A week that has made history on this island began with a tumultuous row over the chairmanship of the Northern Ireland negotiations and ended yesterday with a tepid one on the same subject at the opening of the Forum discussions. Two points stand out: despite being non inclusive, the talks process has, at least, started and, as is typical of such negotiations, the tumult has been overwhelmingly about procedure rather than substance.
The crucial importance of the progress that has been made was underlined by the continuing political and popular shock over the murder of Det Garda Jerry McCabe in Adare, which the Government clearly attributes to the IRA. The refusal of Sinn Fein representatives to condemn it undermined the propaganda advantage they sought to extract out of their exclusion from the talks. It added greatly to the legitimacy of the two governments insistence that Sinn Fein can only participate if and when the IRA ceasefire is restored.
The task of negotiating procedure may be of secondary importance, but it has still enlivened the talks and underpinned their democratic legitimacy.

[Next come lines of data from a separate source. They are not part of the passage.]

PR #331, opened 2024-07-31
Change docs theme and add notebook rendering

vcatlett:
Here's what I did:
- Changed the Sphinx theme from `sphinx-rtd-theme` to `sphinx-book-theme`
- Added Jupyter Notebook rendering via `myst_nb` (which replaces `myst_parser`)
- Added theme option in `conf.py` to cache notebook executions so they only re-run if a cell gets changed (very useful during autobuilding)
- Moved notebook inputs/outputs to subfolders of `notebooks/examples/` as not to pollute that folder upon a docs build
- Changed `docs/source/examples/` to be a symlink to `notebooks/examples/` so we don't have to duplicate work. Note that Windows users have to manually create the symlink with admin permissions. This does not affect unit tests or the ReadTheDocs build
- Added an `index.rst` file to `notebooks/examples/` so Sphinx can generate the appropriate links and table of contents
- Added separate logos for light and dark mode
- Updated `pyproject.toml` and `requirements.txt` to reflect the new dependencies
- Updated `.gitignore` to ignore various docs directories

The docs can be previewed here: https://dysh.readthedocs.io/en/cat-docs-devel/


astrofle:
Thanks a lot Cat.

I noticed this adds the outputs from the notebooks to the repo (e.g., testwrite.ascii). Do we need to do this?
I think it would be better to avoid adding these files unless we have to.

docs/source/conf.py
vcatlett, line 1: Note that `html_theme_options = {"logo_only": True, "vcs_pageview_mode": "display_github"}` is replaced with only logo theme options because `logo_only` and `vcs_pageview_mode` are not valid for this new theme.

docs/source/examples
vcatlett, line 1: This is the symlink. It seems to behave properly on GBO machines (RHEL7/8) and in the ReadTheDocs build. Windows machines interpret this as a text file and need to manually set the link.

vcatlett:
> Thanks a lot Cat.
> 
> I noticed this adds the outputs from the notebooks to the repo (e.g., testwrite.ascii). Do we need to do this? I think it would be better to avoid adding these files unless we have to.

My bad. I had the wrong path in the `.gitignore` and wasn't paying close attention. `notebooks/examples/output/` should now be empty save a `.gitkeep` file (to keep the directory visible for RTD). `notebooks/examples/data/` should now only have 2 files, which are used by `dataIO.ipynb` but not downloaded by the notebook.

mpound:
I ran `hatch run docs-build` from a clean branch.   The frequency switch notebook example output has many cells with the download status bar for the example data: 
fsblech

How do I force a re-run to fix this?  I tried touching frequencyswitch.ipynb but that did not work.

teuben:
so either you run it twice, so it's there, or you point $DYSH_DATA to the tree where example_data is located. For this the dysh_data branch needs to be merged (but it's ready for a merge, pending discussion?)

mpound:
Running the docs build twice doesn't work because its sees the notebook is cached.   I tried removing what I thought was the cached version but that made no change.

vcatlett:
@mpound Curious that this doesn't happen in the ReadTheDocs build. There are two options I'll try. One is that in `conf.py`, I can add an option to suppress terminal output, although I worry it would suppress ALL output. The other is that `wget` should have an option to suppress the status bar. Stay tuned for a new commit.

vcatlett:
Latest commit includes:
- Dependency changes: Added `httpx` and `rich`, removed `wget`
- New method: `dysh.util.download.from_url()` downloads data from a given URL.  At @tchamberlin 's suggestion, it uses `httpx` with a `rich` progress bar instead of `wget`. 
- New test: Replaced `util/tests/test_wget.py` with `util/tests/test_download.py`
- Notebook changes: Replaced download code in each of the existing notebooks with the method mentioned above
- Notebook changes: Removed unused imports 
- Bug: The notebooks render an extra empty cell after the progress bar after these changes. It's still a lot better than the massive scrolling output in the previous commit

Note that I have not fixed the Sphinx warnings of the format `dysh/src/dysh/util/selection.py:docstring of dysh.util.selection.Selection:94: CRITICAL: Unexpected section title.` We should go back and fix all formatting warnings at some point, but it's not crucial at this stage.

vcatlett:
@mpound and @astrofle May I move the remaining input files to `/home/dysh/` so they get downloaded by the notebooks instead of needing to stay in the git repo?

This will move these files...
- `dysh/notebooks/examples/data/onoff-L_getps_152_RADI-HEL.ascii.gz`
- `dysh/notebooks/examples/data/onoff-L_gettp_156_intnum_0_HEL.ascii`

to here on the GBO file system...
- `/home/dysh/example_data/onoff-L/gbtidl-data/onoff-L_getps_152_RADI-HEL.ascii.gz`
- `/home/dysh/example_data/onoff-L/gbtidl-data/onoff-L_gettp_156_intnum_0_HEL.ascii`

which could then be downloaded from here:
- https://www.gb.nrao.edu/dysh/example_data/onoff-L/gbtidl-data/onoff-L_getps_152_RADI-HEL.ascii.gz
- https://www.gb.nrao.edu/dysh/example_data/onoff-L/gbtidl-data/onoff-L_gettp_156_intnum_0_HEL.ascii

Finally, I would edit `dysh/notebooks/examples/dataIO.ipynb` to download the files before reading them

vcatlett:
Moving the download message in `dysh.util.download.from_url.py()` disn't fix the extra cells, but it does make the printing order make more sense:
image

mpound:
@vcatlett Yes, you can move those files.   The copies of them that are in dysh/testdata should remain because they are used in pytests.

mpound:
Thank you for fixing the notebook download cells.
The code in download.py has similar functionality as in the dysh_data branch by @teuben .  See https://github.com/GreenBankObservatory/dysh/blob/dysh_data/src/dysh/util/files.py
These will need to be merged, but that can be done after this PR.

mpound:
The formatting of the notebook cells is inconsistent as you have noted.   For instance the use of header levels in markdown cells, which causes extraneous entries in the doc table of contents.    A new github issue should be made so we don't forget that.

vcatlett:
As far as I can tell, this PR is ready to be merged. I reported GitHub issues for the lingering bugs:
- https://github.com/GreenBankObservatory/dysh/issues/334
- https://github.com/GreenBankObservatory/dysh/issues/335
- https://github.com/GreenBankObservatory/dysh/issues/336

The docs are available here: https://dysh.readthedocs.io/en/cat-docs-devel/index.html

vcatlett:
My latest commits include:
- Merging @mpound's PR changes into this branch. 
- A first pass at fixing the header issues mentioned in https://github.com/GreenBankObservatory/dysh/issues/334
 
Note that I am leaving that bug open until:
- Notebook authors go through their notebooks to make sure the header hierarchy matches what they want
- We add a unit test to make sure future notebooks have exactly one top-level header

vcatlett:
> so either you run it twice, so it's there, or you point $DYSH_DATA to the tree where example_data is located. For this the dysh_data branch needs to be merged (but it's ready for a merge, pending discussion?)

@teuben My first-pass download function follows recommendations by @tchamberlin, namely replacing the `wget` dependency with `httpx`. Happy to review your PR when it's ready. You are welcome to overwrite my `dysh.util.download` module with your own provided it makes that dependency change and gets called by the notebooks without re-introducing the over-printed progress bar.

vcatlett:
Waiting to merge unit tests from this PR: https://github.com/GreenBankObservatory/dysh/pull/340

vcatlett:
> * https://www.gb.nrao.edu/dysh/example_data/onoff-L/gbtidl-data/onoff-L_getps_152_RADI-HEL.ascii.gz

These changes have been made. GBO computing had just accidentally set `/home/dysh/` to "read-only" but fixed that for us.

astrofle:
Why not use [`pytest-notebook`](https://pytest-notebook.readthedocs.io/en/latest/) for testing the notebooks?

vcatlett:
> Why not use [`pytest-notebook`](https://pytest-notebook.readthedocs.io/en/latest/) for testing the notebooks?

Because I didn't know about it. I can look into it, although since what I wrote already works, I'd rather just leave it unless there's a good reason to switch.

vcatlett:
Latest commits include:
- Cleaned up some old developer documentation
- Added instructions on how to use `pre-commit`
- Added instructions on how to update project requirements
- Fixed the "Starting download" message so it prints before the progress bar

astrofle:
> > Why not use [`pytest-notebook`](https://pytest-notebook.readthedocs.io/en/latest/) for testing the notebooks?
> 
> Because I didn't know about it. I can look into it, although since what I wrote already works, I'd rather just leave it unless there's a good reason to switch. (A good reason could be that this would do individual tests for each notebook rather than one big test that runs through all of them.)

Makes sense. We can try to switch after this PR is done.

astrofle (approved):
Thanks a lot for all the work you put into this.

vcatlett:
Latest changes include:
- Merged Pedro's changes from https://github.com/GreenBankObservatory/dysh/pull/350
- Re-compiled `requirements.txt` to reflect dependency changes (removing `glob2`)

mpound (approved):
@vcatlett This was a huge effort and I really appreciate all the great work you did!

PR #333, opened 2024-08-02
Cat docs devel mwp review

mpound:
Here are some small changes. Otherwise the PR looks great!


vcatlett:
Looks good to me. I'll merge it.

The man who drafted the six principles which have brought established and paramilitary parties together in the process, Senator George Mitchell, is now installed as chairman, but faces a further negotiation on his precise powers. He was quite philosophical about becoming a procedural football, knowing full well that the various unionist parties had to cut their teeth on these issues, either to demonstrate their independence of the two governments or in an attempt to subvert the deal that they had made.
The critical developments came on Tuesday evening, when Mr David Trimble decided to break from the other unionist parties and negotiate directly with Government ministers, probably for fear of the whole process melting down or because he saw his own identity being submerged in an unacceptably rejectionist formula. He believes he has established an important principle in securing agreement that the two governments will confer with the parties over the powers of the chairman. An equally important one is that a precedent of negotiation has been established that may be applied in other spheres when the talks proper get under way.
That this will take some considerable time should not surprise anyone familiar with the ups and downs of Northern Ireland politics, notably their seemingly endless capacity to confuse procedure and substance. It probably suits Sinn Fein leaders in the short term to be outside this process, while they see how it pans out. But even in that time span they will lose out by not participating. It has been said with justice that many of the extra votes they secured in the recent elections, which swelled their overall total to 42 per cent of the nationalist turnout, were borrowed, in the sense that people voted for the political, not the military, strategy of the Sinn Fein leadership. They will see that support ebb away if they prevaricate and miss the opportunity that has opened up this week to negotiate a settlement.